- _TASK REQUIREMENTS_: Please repeat the records exactly from their first line, finishing at the line containing "efficient as well)" and including it.
•••
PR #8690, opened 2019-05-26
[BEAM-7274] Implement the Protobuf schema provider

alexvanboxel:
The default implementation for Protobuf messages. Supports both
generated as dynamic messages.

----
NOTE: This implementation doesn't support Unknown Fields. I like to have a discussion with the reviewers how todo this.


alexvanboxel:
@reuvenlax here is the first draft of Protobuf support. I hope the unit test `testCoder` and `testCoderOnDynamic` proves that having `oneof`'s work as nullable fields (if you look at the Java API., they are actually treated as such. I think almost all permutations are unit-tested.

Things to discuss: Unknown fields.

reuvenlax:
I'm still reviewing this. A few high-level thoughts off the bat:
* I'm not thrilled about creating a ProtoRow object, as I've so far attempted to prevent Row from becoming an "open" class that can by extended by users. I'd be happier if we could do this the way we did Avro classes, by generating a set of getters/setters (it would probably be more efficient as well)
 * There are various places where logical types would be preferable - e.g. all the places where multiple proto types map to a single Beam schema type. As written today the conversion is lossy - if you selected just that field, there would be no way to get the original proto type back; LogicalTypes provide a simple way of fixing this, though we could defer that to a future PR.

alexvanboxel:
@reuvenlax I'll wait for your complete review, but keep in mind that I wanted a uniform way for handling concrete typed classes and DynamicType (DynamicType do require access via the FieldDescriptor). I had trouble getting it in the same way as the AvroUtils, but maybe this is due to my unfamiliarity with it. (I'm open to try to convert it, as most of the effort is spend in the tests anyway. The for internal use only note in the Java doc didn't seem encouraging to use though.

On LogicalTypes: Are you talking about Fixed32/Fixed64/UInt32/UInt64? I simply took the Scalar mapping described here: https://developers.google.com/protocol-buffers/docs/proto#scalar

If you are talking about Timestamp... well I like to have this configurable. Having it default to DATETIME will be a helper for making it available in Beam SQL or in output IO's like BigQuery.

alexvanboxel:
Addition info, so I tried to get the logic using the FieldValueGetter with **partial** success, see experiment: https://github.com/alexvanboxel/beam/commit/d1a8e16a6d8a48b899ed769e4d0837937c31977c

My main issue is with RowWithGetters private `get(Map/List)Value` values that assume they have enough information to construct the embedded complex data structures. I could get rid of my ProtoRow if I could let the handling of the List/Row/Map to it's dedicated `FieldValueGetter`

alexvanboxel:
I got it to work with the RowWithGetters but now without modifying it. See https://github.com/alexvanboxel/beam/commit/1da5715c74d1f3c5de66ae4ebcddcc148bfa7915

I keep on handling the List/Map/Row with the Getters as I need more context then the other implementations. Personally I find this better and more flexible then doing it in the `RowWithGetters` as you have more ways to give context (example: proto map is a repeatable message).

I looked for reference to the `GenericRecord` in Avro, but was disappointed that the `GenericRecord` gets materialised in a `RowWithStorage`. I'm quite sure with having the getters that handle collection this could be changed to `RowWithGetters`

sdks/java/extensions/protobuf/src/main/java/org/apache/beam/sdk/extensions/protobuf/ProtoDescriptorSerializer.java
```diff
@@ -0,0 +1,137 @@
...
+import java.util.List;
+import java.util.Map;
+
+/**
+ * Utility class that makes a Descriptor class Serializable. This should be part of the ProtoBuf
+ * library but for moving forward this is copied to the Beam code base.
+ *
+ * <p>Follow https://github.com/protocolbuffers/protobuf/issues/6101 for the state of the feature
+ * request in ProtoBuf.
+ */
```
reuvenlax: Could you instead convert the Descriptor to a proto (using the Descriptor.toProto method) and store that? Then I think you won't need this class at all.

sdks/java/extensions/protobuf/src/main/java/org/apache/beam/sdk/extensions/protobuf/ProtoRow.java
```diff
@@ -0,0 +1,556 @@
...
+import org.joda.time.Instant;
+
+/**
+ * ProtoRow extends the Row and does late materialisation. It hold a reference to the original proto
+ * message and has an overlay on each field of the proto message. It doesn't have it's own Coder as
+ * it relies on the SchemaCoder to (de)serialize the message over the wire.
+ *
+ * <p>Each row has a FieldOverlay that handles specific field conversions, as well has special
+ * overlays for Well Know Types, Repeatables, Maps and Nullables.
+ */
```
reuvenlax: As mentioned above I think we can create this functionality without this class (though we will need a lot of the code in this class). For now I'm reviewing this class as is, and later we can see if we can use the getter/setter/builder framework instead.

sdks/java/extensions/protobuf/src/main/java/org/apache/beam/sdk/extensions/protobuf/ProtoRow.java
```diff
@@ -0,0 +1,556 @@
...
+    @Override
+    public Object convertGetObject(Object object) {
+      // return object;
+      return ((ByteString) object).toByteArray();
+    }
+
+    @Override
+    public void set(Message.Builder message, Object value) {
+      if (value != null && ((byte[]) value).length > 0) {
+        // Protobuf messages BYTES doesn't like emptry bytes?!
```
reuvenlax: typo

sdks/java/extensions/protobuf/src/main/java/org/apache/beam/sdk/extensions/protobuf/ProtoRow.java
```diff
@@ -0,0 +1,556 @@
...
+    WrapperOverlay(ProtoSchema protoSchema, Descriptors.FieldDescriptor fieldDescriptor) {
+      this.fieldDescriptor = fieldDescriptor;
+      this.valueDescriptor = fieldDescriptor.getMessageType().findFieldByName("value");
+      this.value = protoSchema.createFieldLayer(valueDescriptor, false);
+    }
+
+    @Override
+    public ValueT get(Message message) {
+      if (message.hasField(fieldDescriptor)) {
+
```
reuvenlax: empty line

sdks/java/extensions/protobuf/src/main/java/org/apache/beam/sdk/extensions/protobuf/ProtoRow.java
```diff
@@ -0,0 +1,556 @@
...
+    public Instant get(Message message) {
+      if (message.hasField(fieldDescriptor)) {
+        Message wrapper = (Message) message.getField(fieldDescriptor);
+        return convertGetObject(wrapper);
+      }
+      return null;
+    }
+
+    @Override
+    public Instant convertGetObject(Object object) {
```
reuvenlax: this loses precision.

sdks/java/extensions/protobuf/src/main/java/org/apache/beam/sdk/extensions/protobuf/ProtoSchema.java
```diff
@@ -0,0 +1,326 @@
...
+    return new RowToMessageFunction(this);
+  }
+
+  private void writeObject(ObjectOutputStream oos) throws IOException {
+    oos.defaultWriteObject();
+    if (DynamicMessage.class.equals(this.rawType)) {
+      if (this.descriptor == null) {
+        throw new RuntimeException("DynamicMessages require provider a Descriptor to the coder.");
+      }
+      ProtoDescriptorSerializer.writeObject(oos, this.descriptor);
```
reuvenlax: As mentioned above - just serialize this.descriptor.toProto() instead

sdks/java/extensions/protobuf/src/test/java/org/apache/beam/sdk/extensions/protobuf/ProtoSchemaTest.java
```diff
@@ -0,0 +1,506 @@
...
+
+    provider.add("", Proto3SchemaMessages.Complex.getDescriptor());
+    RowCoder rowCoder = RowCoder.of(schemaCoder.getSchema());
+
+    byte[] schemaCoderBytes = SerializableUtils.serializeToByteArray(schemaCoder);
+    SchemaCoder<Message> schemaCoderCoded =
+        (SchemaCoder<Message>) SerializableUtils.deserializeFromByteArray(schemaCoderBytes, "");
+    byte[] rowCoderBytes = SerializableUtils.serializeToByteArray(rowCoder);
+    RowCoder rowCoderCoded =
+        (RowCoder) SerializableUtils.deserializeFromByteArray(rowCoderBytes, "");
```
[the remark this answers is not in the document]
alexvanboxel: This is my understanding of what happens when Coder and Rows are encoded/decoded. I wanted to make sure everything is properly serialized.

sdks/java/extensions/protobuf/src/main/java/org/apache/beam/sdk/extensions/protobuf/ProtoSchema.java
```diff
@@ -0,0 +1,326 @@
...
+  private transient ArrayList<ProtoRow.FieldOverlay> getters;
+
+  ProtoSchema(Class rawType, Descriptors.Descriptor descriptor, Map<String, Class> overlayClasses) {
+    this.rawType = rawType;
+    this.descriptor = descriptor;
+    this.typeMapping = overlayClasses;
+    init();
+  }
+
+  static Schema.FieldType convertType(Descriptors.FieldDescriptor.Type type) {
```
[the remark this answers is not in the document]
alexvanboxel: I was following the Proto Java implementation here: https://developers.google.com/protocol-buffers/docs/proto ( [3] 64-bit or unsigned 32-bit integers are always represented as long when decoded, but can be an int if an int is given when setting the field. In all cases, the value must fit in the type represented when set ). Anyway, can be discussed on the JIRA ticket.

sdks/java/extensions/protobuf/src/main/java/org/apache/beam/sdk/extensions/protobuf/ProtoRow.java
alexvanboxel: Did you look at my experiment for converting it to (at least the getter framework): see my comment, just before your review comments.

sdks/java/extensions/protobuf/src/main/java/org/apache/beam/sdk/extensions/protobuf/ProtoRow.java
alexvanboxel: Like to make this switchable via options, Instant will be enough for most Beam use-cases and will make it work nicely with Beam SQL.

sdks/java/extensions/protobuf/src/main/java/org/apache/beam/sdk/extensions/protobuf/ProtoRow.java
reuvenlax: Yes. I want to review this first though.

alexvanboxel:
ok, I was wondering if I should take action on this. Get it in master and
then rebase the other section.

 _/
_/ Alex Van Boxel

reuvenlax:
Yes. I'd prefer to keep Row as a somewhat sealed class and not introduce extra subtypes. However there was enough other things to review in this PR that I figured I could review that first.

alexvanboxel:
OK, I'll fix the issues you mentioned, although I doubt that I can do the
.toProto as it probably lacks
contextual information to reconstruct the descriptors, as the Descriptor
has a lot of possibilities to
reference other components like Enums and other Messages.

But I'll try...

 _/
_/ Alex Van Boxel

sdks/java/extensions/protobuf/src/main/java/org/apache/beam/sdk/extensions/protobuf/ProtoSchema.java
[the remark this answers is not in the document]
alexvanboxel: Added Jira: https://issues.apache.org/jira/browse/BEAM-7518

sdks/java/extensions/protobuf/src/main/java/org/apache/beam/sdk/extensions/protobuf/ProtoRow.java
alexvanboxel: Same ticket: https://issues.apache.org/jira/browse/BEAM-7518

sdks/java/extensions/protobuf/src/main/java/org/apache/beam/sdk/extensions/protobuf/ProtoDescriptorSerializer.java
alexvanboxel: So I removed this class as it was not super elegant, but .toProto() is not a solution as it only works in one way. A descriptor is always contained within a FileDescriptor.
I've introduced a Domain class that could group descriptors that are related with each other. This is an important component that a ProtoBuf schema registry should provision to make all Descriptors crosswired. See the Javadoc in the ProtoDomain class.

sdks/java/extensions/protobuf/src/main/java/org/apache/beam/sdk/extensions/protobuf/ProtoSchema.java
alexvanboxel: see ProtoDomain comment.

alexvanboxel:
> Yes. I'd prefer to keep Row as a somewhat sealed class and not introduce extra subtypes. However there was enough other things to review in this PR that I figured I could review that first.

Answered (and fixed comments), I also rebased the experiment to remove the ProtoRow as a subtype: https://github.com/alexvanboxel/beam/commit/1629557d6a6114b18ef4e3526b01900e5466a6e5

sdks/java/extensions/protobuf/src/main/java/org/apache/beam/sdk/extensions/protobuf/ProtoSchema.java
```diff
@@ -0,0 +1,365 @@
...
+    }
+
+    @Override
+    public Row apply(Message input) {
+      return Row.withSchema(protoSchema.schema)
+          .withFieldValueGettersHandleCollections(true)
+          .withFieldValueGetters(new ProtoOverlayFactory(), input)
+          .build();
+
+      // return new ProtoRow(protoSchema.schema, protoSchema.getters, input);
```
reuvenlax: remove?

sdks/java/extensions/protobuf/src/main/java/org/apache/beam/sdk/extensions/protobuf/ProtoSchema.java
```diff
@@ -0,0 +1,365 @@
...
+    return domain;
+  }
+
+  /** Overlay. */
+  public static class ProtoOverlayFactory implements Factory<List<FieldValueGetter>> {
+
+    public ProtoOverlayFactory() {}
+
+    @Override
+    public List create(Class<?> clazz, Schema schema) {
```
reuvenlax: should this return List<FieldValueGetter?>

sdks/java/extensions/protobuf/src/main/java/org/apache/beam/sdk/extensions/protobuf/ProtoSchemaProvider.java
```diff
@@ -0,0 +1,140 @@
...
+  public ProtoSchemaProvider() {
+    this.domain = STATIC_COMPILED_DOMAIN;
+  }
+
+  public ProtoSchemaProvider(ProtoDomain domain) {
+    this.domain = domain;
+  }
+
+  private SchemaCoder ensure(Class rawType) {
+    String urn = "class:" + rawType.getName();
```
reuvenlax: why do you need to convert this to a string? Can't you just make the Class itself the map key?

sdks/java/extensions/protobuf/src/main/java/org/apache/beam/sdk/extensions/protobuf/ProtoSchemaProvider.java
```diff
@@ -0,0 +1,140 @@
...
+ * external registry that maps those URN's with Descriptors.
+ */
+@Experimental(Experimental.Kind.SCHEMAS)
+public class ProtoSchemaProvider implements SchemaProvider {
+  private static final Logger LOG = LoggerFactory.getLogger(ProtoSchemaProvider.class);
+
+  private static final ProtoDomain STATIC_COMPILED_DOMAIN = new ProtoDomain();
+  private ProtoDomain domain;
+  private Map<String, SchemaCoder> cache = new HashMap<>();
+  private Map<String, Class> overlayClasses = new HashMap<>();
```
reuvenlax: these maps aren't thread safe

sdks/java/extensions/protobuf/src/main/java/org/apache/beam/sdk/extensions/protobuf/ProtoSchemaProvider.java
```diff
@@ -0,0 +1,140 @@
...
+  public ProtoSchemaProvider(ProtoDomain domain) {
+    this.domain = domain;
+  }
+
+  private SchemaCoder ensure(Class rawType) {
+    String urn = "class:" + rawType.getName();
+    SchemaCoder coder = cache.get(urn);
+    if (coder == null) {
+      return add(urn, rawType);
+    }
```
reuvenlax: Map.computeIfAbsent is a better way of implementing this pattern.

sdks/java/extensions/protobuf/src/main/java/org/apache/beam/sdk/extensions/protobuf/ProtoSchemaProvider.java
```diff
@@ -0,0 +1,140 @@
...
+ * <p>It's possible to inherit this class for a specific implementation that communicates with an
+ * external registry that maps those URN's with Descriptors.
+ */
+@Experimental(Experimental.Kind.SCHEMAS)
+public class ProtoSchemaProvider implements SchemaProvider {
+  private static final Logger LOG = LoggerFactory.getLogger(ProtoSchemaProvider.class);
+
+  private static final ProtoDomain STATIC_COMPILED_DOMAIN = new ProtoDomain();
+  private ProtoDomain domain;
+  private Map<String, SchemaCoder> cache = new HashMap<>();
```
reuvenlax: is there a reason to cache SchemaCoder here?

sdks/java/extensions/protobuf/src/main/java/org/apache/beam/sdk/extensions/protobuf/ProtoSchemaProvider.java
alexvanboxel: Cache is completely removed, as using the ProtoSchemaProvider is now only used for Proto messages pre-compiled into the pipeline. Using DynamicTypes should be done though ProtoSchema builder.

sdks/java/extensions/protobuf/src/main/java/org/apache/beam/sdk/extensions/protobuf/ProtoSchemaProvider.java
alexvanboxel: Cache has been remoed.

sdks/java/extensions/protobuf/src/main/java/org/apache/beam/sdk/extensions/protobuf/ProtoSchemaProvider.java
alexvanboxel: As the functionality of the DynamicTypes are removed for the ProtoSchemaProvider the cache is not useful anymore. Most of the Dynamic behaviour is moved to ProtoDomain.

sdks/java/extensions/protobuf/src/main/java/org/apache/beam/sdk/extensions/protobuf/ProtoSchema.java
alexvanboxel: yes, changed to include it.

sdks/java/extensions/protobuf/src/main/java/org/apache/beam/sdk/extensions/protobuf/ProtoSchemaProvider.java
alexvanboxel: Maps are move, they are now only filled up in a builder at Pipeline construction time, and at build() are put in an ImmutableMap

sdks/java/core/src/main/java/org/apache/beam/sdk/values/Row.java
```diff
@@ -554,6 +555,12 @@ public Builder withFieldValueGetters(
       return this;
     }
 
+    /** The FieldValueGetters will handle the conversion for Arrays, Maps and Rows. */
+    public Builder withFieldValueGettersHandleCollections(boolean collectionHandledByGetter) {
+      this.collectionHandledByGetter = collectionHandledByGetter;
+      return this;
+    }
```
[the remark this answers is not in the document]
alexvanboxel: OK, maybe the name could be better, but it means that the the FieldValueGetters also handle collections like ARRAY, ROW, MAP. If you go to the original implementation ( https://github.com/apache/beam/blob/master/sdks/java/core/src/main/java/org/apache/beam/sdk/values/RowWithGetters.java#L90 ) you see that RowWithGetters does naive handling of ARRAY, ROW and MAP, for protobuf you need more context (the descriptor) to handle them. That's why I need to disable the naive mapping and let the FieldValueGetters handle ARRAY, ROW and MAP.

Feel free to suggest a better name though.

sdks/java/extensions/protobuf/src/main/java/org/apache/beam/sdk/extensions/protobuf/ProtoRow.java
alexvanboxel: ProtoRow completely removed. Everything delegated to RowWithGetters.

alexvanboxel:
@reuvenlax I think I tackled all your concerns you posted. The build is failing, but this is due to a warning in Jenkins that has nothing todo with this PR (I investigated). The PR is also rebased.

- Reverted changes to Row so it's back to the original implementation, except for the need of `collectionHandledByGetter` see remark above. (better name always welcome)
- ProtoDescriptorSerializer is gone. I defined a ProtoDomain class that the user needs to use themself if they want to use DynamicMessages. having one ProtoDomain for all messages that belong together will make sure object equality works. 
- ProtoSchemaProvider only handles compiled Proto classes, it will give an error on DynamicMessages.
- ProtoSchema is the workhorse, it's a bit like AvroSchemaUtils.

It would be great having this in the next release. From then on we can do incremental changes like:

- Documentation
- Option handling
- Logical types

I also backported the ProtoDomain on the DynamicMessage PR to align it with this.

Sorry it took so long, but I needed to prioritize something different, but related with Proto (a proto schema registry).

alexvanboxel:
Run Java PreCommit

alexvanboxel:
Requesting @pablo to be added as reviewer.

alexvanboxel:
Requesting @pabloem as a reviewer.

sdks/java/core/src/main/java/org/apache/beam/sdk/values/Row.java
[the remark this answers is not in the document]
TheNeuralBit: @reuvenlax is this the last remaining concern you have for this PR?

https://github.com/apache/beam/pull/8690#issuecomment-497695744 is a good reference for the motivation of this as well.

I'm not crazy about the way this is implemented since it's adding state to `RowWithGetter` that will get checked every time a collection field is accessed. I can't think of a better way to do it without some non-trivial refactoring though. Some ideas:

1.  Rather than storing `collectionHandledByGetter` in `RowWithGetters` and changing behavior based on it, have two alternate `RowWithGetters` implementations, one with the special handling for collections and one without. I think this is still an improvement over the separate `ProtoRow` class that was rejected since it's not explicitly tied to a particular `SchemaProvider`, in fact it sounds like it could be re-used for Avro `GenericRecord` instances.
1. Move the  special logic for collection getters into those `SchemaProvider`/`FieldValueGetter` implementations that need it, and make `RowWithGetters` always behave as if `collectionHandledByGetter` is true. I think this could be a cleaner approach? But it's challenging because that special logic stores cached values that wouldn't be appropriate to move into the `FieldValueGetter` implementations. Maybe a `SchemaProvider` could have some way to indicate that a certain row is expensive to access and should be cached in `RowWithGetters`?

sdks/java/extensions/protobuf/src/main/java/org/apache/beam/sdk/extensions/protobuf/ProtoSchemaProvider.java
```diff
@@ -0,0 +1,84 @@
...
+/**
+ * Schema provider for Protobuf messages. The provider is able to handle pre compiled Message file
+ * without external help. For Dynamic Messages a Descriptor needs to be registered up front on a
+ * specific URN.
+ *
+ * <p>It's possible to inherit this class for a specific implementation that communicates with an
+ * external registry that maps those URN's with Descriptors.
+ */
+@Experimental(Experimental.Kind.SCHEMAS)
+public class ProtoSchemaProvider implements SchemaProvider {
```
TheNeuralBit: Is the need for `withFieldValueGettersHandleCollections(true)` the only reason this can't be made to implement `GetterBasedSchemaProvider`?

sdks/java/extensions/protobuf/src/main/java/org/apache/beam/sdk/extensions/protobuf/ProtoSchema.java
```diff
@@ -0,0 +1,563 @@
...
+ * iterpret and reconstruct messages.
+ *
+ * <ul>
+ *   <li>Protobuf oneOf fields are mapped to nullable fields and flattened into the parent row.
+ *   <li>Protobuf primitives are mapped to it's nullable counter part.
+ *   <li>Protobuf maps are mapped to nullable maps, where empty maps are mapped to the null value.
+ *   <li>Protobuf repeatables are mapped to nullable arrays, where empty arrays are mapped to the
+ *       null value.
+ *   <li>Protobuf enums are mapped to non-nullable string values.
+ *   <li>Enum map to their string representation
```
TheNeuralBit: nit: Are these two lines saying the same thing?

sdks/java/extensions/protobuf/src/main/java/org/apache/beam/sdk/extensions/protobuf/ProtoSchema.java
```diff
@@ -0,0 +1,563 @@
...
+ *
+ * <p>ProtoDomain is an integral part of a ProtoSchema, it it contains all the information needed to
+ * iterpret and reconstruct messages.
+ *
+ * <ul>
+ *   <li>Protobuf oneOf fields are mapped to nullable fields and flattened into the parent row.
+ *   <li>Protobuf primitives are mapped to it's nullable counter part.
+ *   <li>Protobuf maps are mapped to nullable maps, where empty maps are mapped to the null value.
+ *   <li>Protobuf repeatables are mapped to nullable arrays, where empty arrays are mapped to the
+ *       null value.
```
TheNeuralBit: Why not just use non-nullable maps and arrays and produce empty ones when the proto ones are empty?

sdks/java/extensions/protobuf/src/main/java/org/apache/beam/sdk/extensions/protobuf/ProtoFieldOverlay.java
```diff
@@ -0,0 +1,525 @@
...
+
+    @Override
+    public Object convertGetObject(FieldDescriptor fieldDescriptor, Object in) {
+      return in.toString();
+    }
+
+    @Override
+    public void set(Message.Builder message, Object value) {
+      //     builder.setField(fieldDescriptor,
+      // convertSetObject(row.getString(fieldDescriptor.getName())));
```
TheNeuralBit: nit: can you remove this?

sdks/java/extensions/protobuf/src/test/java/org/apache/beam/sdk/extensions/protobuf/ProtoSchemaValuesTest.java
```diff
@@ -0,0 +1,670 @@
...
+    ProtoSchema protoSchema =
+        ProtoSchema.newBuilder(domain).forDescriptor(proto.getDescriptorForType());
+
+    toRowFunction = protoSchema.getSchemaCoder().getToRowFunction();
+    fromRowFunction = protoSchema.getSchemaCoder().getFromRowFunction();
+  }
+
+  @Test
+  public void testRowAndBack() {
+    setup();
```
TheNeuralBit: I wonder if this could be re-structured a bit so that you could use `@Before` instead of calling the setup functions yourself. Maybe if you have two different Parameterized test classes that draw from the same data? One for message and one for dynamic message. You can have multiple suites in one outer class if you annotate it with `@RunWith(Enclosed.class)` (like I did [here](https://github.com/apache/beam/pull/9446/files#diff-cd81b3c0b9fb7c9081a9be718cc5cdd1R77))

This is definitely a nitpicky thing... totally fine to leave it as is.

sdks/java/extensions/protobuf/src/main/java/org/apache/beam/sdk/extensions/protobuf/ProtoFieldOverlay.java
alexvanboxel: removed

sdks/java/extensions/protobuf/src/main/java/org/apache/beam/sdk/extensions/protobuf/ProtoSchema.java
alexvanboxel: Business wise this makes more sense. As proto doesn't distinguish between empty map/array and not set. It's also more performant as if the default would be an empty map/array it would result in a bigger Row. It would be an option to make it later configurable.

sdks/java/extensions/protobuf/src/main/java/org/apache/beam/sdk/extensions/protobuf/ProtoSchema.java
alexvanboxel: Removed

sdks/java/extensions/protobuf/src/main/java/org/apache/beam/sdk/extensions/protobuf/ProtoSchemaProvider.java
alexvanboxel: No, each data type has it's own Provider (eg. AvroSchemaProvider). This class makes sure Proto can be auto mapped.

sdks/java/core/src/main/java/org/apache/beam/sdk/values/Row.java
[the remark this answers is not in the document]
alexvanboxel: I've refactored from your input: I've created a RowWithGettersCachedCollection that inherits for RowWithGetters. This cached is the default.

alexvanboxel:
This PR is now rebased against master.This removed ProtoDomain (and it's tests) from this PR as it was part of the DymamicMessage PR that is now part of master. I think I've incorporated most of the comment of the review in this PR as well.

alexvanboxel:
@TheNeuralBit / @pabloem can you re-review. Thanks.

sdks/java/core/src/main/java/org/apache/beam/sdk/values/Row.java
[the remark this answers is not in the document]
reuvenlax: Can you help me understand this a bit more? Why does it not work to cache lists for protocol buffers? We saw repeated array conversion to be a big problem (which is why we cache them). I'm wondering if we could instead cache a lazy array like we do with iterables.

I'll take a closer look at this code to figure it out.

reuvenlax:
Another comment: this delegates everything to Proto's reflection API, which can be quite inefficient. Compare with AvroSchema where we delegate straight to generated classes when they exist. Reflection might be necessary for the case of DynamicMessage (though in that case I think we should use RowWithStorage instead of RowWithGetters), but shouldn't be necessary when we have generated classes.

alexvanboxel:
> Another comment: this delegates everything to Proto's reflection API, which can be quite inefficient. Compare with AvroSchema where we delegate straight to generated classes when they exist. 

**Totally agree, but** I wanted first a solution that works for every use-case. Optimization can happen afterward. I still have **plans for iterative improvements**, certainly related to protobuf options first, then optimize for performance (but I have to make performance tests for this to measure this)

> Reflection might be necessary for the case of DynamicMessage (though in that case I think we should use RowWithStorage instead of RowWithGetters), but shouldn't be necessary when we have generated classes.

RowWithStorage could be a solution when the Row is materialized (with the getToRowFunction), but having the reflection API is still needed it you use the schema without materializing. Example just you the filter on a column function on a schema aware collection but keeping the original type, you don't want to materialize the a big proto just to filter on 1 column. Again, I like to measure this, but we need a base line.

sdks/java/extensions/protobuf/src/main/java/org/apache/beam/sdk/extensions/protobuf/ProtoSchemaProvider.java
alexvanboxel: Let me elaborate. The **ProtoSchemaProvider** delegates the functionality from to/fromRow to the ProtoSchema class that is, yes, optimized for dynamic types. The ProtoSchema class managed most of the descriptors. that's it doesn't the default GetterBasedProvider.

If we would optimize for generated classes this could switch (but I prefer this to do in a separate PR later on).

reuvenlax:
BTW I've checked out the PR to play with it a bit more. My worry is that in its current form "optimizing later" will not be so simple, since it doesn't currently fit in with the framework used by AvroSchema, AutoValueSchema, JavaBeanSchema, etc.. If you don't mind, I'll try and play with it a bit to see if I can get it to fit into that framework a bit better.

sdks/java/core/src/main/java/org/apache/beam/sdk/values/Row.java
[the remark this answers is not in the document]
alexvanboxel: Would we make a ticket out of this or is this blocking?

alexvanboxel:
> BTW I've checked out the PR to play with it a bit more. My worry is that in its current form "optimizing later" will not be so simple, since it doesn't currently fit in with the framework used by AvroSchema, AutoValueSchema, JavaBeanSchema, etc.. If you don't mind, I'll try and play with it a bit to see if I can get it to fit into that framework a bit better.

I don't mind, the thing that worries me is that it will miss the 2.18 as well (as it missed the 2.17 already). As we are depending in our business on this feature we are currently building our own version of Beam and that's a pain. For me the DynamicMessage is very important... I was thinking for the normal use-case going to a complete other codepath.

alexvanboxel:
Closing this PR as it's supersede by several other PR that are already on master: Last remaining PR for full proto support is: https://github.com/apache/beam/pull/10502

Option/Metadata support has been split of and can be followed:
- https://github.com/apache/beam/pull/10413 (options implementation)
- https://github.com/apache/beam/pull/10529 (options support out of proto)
•••
- _ANSWER TO THIS TASK_:
PR #8690, opened 2019-05-26
[BEAM-7274] Implement the Protobuf schema provider

alexvanboxel:
The default implementation for Protobuf messages. Supports both
generated as dynamic messages.

----
NOTE: This implementation doesn't support Unknown Fields. I like to have a discussion with the reviewers how todo this.


alexvanboxel:
@reuvenlax here is the first draft of Protobuf support. I hope the unit test `testCoder` and `testCoderOnDynamic` proves that having `oneof`'s work as nullable fields (if you look at the Java API., they are actually treated as such. I think almost all permutations are unit-tested.

Things to discuss: Unknown fields.

reuvenlax:
I'm still reviewing this. A few high-level thoughts off the bat:
* I'm not thrilled about creating a ProtoRow object, as I've so far attempted to prevent Row from becoming an "open" class that can by extended by users. I'd be happier if we could do this the way we did Avro classes, by generating a set of getters/setters (it would probably be more efficient as well)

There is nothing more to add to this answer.